======== PROVIDED MATERIAL

PR #25781, opened 2022-04-30
fix grpc loadbalancing doc based on current APIs

MoienTajik:
Fixed gRPC load balancing docs based on the current APIs.


JamesNK (approved):

guardrex:
Thanks @MoienTajik! :rocket:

================

DIRECTIONS: Would you be able to transcribe every line of the data exactly?

TASK RESPONSE:
PR #25781, opened 2022-04-30
fix grpc loadbalancing doc based on current APIs

MoienTajik:
Fixed gRPC load balancing docs based on the current APIs.


JamesNK (approved):

guardrex:
Thanks @MoienTajik! :rocket:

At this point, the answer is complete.